Secondly, the Companies’ maritime elite was far more than carriers of private trade goods
that were then sold of at the Companies’ public auctions on their behalf. I maintain that they
were substantial merchants in their own right, who developed a highly sophisticated trade in
both bulk and fine luxury goods across Europe – including Britain. It is already well-known
that private traders catered for niche markets; that is, they brought in goods in which the
Company never traded such as wallpaper, lacquerware, porcelain for the top end of the
market, fans and heavily embroidered silks. But it is also true that they diversified their
interests from early on and always kept a foot in the lucrative but risky trade in cheaper
Company goods (such as Bohea & Singlo tea and cheap but fashionable cotton texiles). For
instance, one of the findings of my research so far is that captains and supercargoes
consistently bought up large parcels of tea and textiles at various Company auctions for their
own account. This points, of course, to their double-role as mariners and as merchants, a fact
that has escaped even those scholars who have worked specifically on their entrepreneurial
activities (Huw Bowen). Their connection to merchant houses on the continent was again
vital, since the latter would be used to store and sell the goods on behalf of the more mobile
maritime elite. A supercargo turned wholesaler could thus profit from retailing (of speciality
goods), but also from re-export of semi-luxuries and more importantly from the smuggling of
bulkier goods (such as tea and porcelain) across national boundaries in Europe. Unfortunately,
I will not have time to go into any detail here about their illicit activities, even though these
were substantial and fill the pages of another chapter of this project.
2
Thirdly, another important pillar of the European trade in Chinese consumer goods for
captains and supercargoes alike was that of ‘speculation’, an activity that typically involved
the hoarding of particular goods (such as cheap green teas) in order to control supplies and
thus retail prices in specific markets (called today: buy-and-hold).

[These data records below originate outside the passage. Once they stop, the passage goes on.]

PR #745, opened 2021-08-23
Templates: define ocp solver dimensions in header file such that they…

FreyJo:
… are known at compile time

Compare https://github.com/acados/acados/pull/744

I suggest to merge this commit instead:
The name `ACADOS_N*` could cause problems, if one tries to use multiple acados OCP solvers together.


roangel:
Hi @FreyJo , thanks for the suggestion, that works nicely for me as well!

Some members of the
maritime elite did also engage in short-term speculation, in buying up certain goods in
convenient moments when the market was glutted in one place and undersupplied in another
(swing trading). This aspect, too, has not yet been discussed in the secondary literature –
which makes me very much the slave of my primary sources to piece together information
from many different cases in order to get a coherent picture. A key component of speculation
is, of course, the trade in information. What becomes clear through the letters between
merchants is that the maritime elite often enjoyed first-hand knowledge of what was
otherwise kept long secret by the different Companies. This privileged access to commercial
information was beneficial for their business and good for their position in mercantile
networks, e.g. in London or Amsterdam. Facts like the number of ships that were expected
back from the Far East, their envisaged time of arrival and the kind of cargo they had loaded,
were ‘hot topics’ among the merchant communities involved in that trade, since such
‘intelligence’ always caused excitement for some and anxiety to others.

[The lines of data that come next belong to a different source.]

PR #747, opened 2021-08-29
acados_template improvements

schwieni:
This PR adds some improvements to the exported code

1. help to identify constant time-steps with numerical differences (improves reliability when distinguishing code paths in template)
2. ocp & main: help reuse exported code, since the model is independent of the number of shooting nodes
3. sim & main: use dimension defines and help with code readability (use parameters instead of numbers in code)
4. example minimal_example_ocp_reuse_code.py added to ctest

### DIFF
--- a/interfaces/acados_template/acados_template/acados_ocp_solver.py
+++ b/interfaces/acados_template/acados_template/acados_ocp_solver.py
@@ -831,6 +831,10 @@ class AcadosOcpSolver:
         assert getattr(self.shared_lib, f"{model.name}_acados_create")(self.capsule)==0
         self.solver_created = True
 
+        # create solver with another number of stages
+        getattr(self.shared_lib, f"{model.name}_acados_create_w_stages").argtypes = [c_void_p, c_int, c_void_p]
+        getattr(self.shared_lib, f"{model.name}_acados_create_w_stages").restype = c_int
+
         # get pointers solver
         getattr(self.shared_lib, f"{model.name}_acados_get_nlp_opts").argtypes = [c_void_p]
         getattr(self.shared_lib, f"{model.name}_acados_get_nlp_opts").restype = c_void_p
--- a/interfaces/acados_template/acados_template/acados_ocp_solver.py
+++ b/interfaces/acados_template/acados_template/acados_ocp_solver.py
@@ -783,7 +783,9 @@ class AcadosOcpSolver:
         if simulink_opts == None:
             acados_path = get_acados_path()
             json_path = os.path.join(acados_path, 'interfaces/acados_template/acados_template')
-            with open(json_path + '/simulink_default_opts.json', 'r') as f:
+            json_filename = json_path + '/simulink_default_opts.json'
+            print(f'using simulink json-file: "{json_filename}"')
+            with open(json_filename, 'r') as f:
                 simulink_opts = json.load(f)
 
         # make dims consistent
@@ -832,7 +834,17 @@ class AcadosOcpSolver:
         assert getattr(self.shared_lib, f"{model.name}_acados_create")(self.capsule)==0
         self.solver_created = True
 
+        self.acados_ocp = acados_ocp
+
         # get pointers solver
+        self.__get_pointers_solver()
+
+    def __get_pointers_solver(self):
+        """
+        Private function to get the pointers for solver
+        """
+        # get pointers solver
+        model = self.acados_ocp.model
         getattr(self.shared_lib, f"{model.name}_acados_get_nlp_opts").argtypes = [c_void_p]
         getattr(self.shared_lib, f"{model.name}_acados_get_nlp_opts").restype = c_void_p
         self.nlp_opts = getattr(self.shared_lib, f"{model.name}_acados_get_nlp_opts")(self.capsule)
@@ -857,9 +869,6 @@ class AcadosOcpSolver:
         getattr(self.shared_lib, f"{model.name}_acados_get_nlp_solver").restype = c_void_p
         self.nlp_solver = getattr(self.shared_lib, f"{model.name}_acados_get_nlp_solver")(self.capsule)
 
-        self.acados_ocp = acados_ocp
-
-
     def solve(self):
         """
         Solve the ocp with current input.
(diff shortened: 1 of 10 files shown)


interfaces/acados_template/acados_template/c_templates_tera/acados_solver.in.h
```diff
@@ -144,6 +144,12 @@ nlp_solver_capsule * {{ model.name }}_acados_create_capsule(void);
 int {{ model.name }}_acados_free_capsule(nlp_solver_capsule *capsule);
 
 int {{ model.name }}_acados_create(nlp_solver_capsule * capsule);
+/**
+ * More generic acados_create function, since the number of stages usually is independent of the model and its
```
FreyJo, line 148: I suggest changing the comment to:
"Generic version of {{ model.name }}_acados_create which allows to use a different number of shooting intervals than the number used for code generation."

interfaces/acados_template/acados_template/acados_ocp_solver.py
```diff
@@ -825,6 +831,10 @@ def __init__(self, acados_ocp, json_file='acados_ocp_nlp.json', simulink_opts=No
         assert getattr(self.shared_lib, f"{model.name}_acados_create")(self.capsule)==0
         self.solver_created = True
 
+        # create solver with another number of stages
```
FreyJo, line 834: I think these lines are not needed, since the solver in Python is still created via
the line above:
```
         assert getattr(self.shared_lib, f"{model.name}_acados_create")(self.capsule)==0
```

interfaces/acados_template/acados_template/c_templates_tera/acados_solver.in.c
```diff
@@ -122,8 +122,23 @@ int {{ model.name }}_acados_free_capsule(nlp_solver_capsule *capsule)
 
 
 int {{ model.name }}_acados_create(nlp_solver_capsule * capsule)
+{
+    int n_stages = {{ model.name | upper }}_N;
+    double* const_time_step = NULL; // NULL -> don't alter the exported value
+    return {{ model.name }}_acados_create_w_stages(capsule, n_stages, const_time_step);
+}
```
FreyJo, line 129: I suggest to change the lines above to:
```
    int N_shooting_intervals = {{ model.name | upper }}_N;
    double* const_time_step = NULL; // NULL -> use time step from code generation
    return {{ model.name }}_acados_create_with_discretization(capsule, N_shooting_intervals, const_time_step); 
```
I think the function name: `{{ model.name }}_acados_create_with_discretization` would better describe what it does.

FreyJo (changes requested):
Hi @schwieni ,

thanks for the PR!
I spotted one error and would like to rather use the term shooting intervals than stages. Just because number of stages is also used in the integrator settings.
In addition to the comments, I think it would be nicer to have an argument 
```
 int {{ model.name }}_acados_create_w_stages(nlp_solver_capsule * capsule, int N, double* time_steps)
```
where `time_steps` is a vector of time steps of length `N`.
What do you think?
Could you implement that and address the other comments?

Best,
Jonathan

schwieni:
Hi @FreyJo,
thank you for looking into this PR!
I will integrate your suggestions and make a commit.
Sorry about the (N+1)! Good that you are having a good eye on it. :-)

interfaces/acados_template/acados_template/c_templates_tera/main.in.c
```diff
@@ -42,12 +42,45 @@
...
+#define NY     {{ model.name | upper }}_NY
+#define NYN    {{ model.name | upper }}_NYN
+#define NH     {{ model.name | upper }}_NH
+#define NPHI   {{ model.name | upper }}_NPHI
+#define NHN    {{ model.name | upper }}_NHN
+#define NPHIN  {{ model.name | upper }}_NPHIN
+#define NR     {{ model.name | upper }}_NR
+
+
+int main(int argc, char** argv)
```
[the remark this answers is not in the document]
schwieni: You are right. In a previous conversion we had, I understood that this file is considered a starting point for a c-based solver. So I was under the impression, that this would make sense. I will remove the signature again.

schwieni:
Hi @FreyJo,
I made the changes you requested above. Are you ok with the changes?
If you want I can also try to add an example in python also to test the feature (change N after compilation).
This could also be integrated in the ctests.

interfaces/acados_template/acados_template/c_templates_tera/main_sim.in.c
```diff
@@ -41,6 +41,36 @@
...
+#define NGN    {{ model.name | upper }}_NGN
+#define NY0    {{ model.name | upper }}_NY0
+#define NY     {{ model.name | upper }}_NY
+#define NYN    {{ model.name | upper }}_NYN
+#define NH     {{ model.name | upper }}_NH
+#define NPHI   {{ model.name | upper }}_NPHI
+#define NHN    {{ model.name | upper }}_NHN
+#define NPHIN  {{ model.name | upper }}_NPHIN
+#define NR     {{ model.name | upper }}_NR
+
```
FreyJo, line 73: I would remove all dimensions but NX, NZ, NU and NP here, since this file is used to just test the standalone acados integrator.

FreyJo (approved):

FreyJo:
Thanks for addressing everything!
If you have such an example available and can add it to the `ctests` that would be nice.
I will wait for it and then merge this :+1:

FreyJo:
>  If you want I can also try to add an example in python also to test the feature (change N after compilation).

Do you still want to do this?
I can also merge it as is.

schwieni:
> > If you want I can also try to add an example in python also to test the feature (change N after compilation).
> 
> Do you still want to do this?
> I can also merge it as is.

Hi @FreyJo,
I added an example (minimal_example_ocp_reuse_code.py). I had to change some interfaces as well. I also added it to the list of ctest. See my last two commits.
I think now with the example and test the whole PR makes more sense. :-)
Can you review again, please?

FreyJo:
I would just "squash and merge" as-is, to keep the acados history linear.
Is that fine with you?

schwieni:
Hi @FreyJo,
> I really like the example.
cool :-)

> I would just "squash and merge" as-is, to keep the acados history linear.
> Is that fine with you?
Of course! Thanks for merging! :+1:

Writing from Hamburg in July 1759, Charles Metcalfe, a Scot and retired captain who seemed
to suffer from his landsman existence, informed his principal Charles Irvine (himself a
supercargo) that ‘The Arrival of your Ships [that belonged to the SEIC fleet] has cast a great
Damp on the Spirits of our Speculative Chaps’. From Metcalfe, we learn that following the
news, most merchants in Hamburg tried to dispose off their old teas immediately, which in
turn caused the prices to drop ‘from mouth to mouth’. He advises Irvine about the reasons for
this herd behaviour amongst Hamburg tea dealers: as he knows that there is still ‘a good many
old Teas in Town & tho they are mostly in fast Hands [that is in the hand of brokers], yet it
must be from an Apprehension of the new Teas maybe of a superior Quality’. This might be
why his neighbours ‘seem determined to clear their warehouses’ despite seeing their profits
melting away. Metcalfe, who had been previously informed by his friend of the actual
qualities that would come in via Gothenburgh, wisely waited a little longer before disposing
his fine teas – still being able to report a handsome profit for Irvine’s account. This sort of
gambling, and the crucial gathering of rumours and facts, was part of a merchants’ business.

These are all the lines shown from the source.